Search code examples
mongodbapache-sparkapache-spark-sqlsubdocument

MongoSpark - convert bson Document to Map[String, Double]


In my MongoDB database I have a collection of the following documents: enter image description here

As one can see, each document has some nested documents (Decade, Title, Plot, Genres, etc.). Those are kinda Map representations of SparseVectors that I came up with. And are actually generated with my other Spark job.

As it appeared, these kinds of documents can't be easily read into the Spark DataFrame.

I was thinking how I can actually read such Documents into a Dataframe where each subdocument will be represented not by a bson Document but by a simple Map[String, Double]. Because each of those subdocuments is absolutely arbitrary and contains arbitrary number of numeric fields.
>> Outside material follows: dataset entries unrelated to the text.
PR #15481, opened 2022-08-05
[E2E]: Set approval for all e2e

PeterYinusa:
## Explanation

Add e2e test for NFT's
- setApprovalForAll
- approve
- transfer


test/e2e/seeder/ganache-seeder.js
```diff
@@ -1,15 +1,14 @@
...
-const { contractConfiguration } = require('./smart-contracts');
+const { SMART_CONTRACTS, contractConfiguration } = require('./smart-contracts');
 const GanacheContractAddressRegistry = require('./ganache-contract-address-registry');
 
 /*
  * Ganache seeder is used to seed initial smart contract or set initial blockchain state.
  */
 class GanacheSeeder {
-  constructor(debug = false) {
-    this.debug = debug;
```
PeterYinusa, line 11: removed debug in the ganache seeder as we can simply add the property `quiet: false` to ganache object in our tests

test/e2e/seeder/ganache-seeder.js
```diff
@@ -19,39 +18,38 @@ class GanacheSeeder {
    */
 
   async deploySmartContract(contractName) {
-    if (this.debug) {
-      console.log('Deploying smart contracts using GanacheSeeder');
-    }
-
     const ethersProvider = new ethers.providers.Web3Provider(
-      ganache.provider(),
```
PeterYinusa, line 27: Use the provider from the Ganache instance that's already running

test/e2e/seeder/smart-contracts.js
```diff
@@ -33,11 +33,18 @@ const failingContract = {
   abi: failingContractAbi,
 };
 
+const SMART_CONTRACTS = {
+  HST: 'hst',
+  COLLECTIBLES: 'collectibles',
+  PIGGYBANK: 'piggybank',
+  FAILING: 'failing',
+};
```
PeterYinusa, line 41: Since these values will be reused in multiple places

test/e2e/tests/collectibles.spec.js
```diff
@@ -0,0 +1,200 @@
...
+        await driver.fill('#password', 'correct horse battery staple');
+        await driver.press('#password', driver.Key.ENTER);
+
+        // Click transfer
+        await driver.openNewPage(`http://127.0.0.1:8080/?contract=${contract}`);
+        await driver.waitForSelector({
+          css: '#collectiblesStatus',
+          text: 'Deployed',
+        });
+        await driver.delay(veryLargeDelayMs);
```
PeterYinusa, line 42: I had to add this delay for the tests to run reliably for me. Without this sometimes clicking on the button doesn't trigger the notification

test/e2e/tests/collectibles.spec.js
```diff
@@ -0,0 +1,200 @@
...
+        await driver.fill('#transferTokenInput', '1');
+        await driver.clickElement('#transferFromButton');
+        await driver.waitUntilXWindowHandles(3);
+        const windowHandles = await driver.getAllWindowHandles();
+        const extension = windowHandles[0];
```
darkwing, line 47: We could alternatively do the following instead, but I don't want to prescribe how we write these tests, as others touch them way more than me:

```
const windowHandles = await driver.getAllWindowHandles();
const [extension] = windowHandles;
```

darkwing (approved):

test/e2e/tests/collectibles.spec.js
```diff
@@ -0,0 +1,200 @@
...
+        );
+
+        // Verify transaction
+        const completedTx = await driver.findElement('.list-item__title');
+        const completedTxText = await completedTx.getText();
+        assert.equal(completedTxText, 'Approve Token spend limit');
+      },
+    );
+  });
+  it('should approve an address to transfer all NFTs', async function () {
```
adonesky1, line 137: Could we add a test for revoking `setApprovalForAll`?

test/e2e/tests/collectibles.spec.js
PeterYinusa: I also prefer the suggested syntax. I'll use that going forward

test/e2e/tests/collectibles.spec.js
PeterYinusa: Yes we can, that will require changes in the [test-dapp](https://github.com/MetaMask/test-dapp/blob/main/src/index.js#L548) as it's hardcoded to true, so we will have to do that as a follow up.

PeterYinusa: https://github.com/MetaMask/metamask-extension/issues/15488

adonesky1 (approved):
LGTM! Thanks Peter!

Is there a way to deal with such documents?


Solution

  • Managed to solve it. Here's how:

    import spark.implicits._
    final case class MovieData(imdbID: Int,
                           Title: Map[Int, Double],
                           Decade: Map[Int, Double],
                           Plot: Map[Int, Double],
                           Genres: Map[Int, Double],
                           Actors: Map[Int, Double],
                           Countries: Map[Int, Double],
                           Writers: Map[Int, Double],
                           Directors: Map[Int, Double],
                           Productions: Map[Int, Double]
                          )
    
    val movieDataDf = MongoSpark
      .load(sc, moviesDataConfig).rdd.map((doc: Document) => {
        MovieData(
          doc.get("imdbID").asInstanceOf[Int],
          documentToMap(doc.get("Title").asInstanceOf[Document]),
          documentToMap(doc.get("Decade").asInstanceOf[Document]),
          documentToMap(doc.get("Plot").asInstanceOf[Document]),
          documentToMap(doc.get("Genres").asInstanceOf[Document]),
          documentToMap(doc.get("Actors").asInstanceOf[Document]),
          documentToMap(doc.get("Countries").asInstanceOf[Document]),
          documentToMap(doc.get("Writers").asInstanceOf[Document]),
          documentToMap(doc.get("Directors").asInstanceOf[Document]),
          documentToMap(doc.get("Productions").asInstanceOf[Document])
        )
    }).toDF()
    
    def documentToMap(doc: Document): Map[Int, Double] = {
      doc.keySet().toArray.map(key => {
        (key.toString.toInt, doc.getDouble(key).toDouble)
      }).toMap
    }
    

    Hopefully the code is self-explanatory. Some type casting and conversions did the job. Probably, not the most elegant solution though.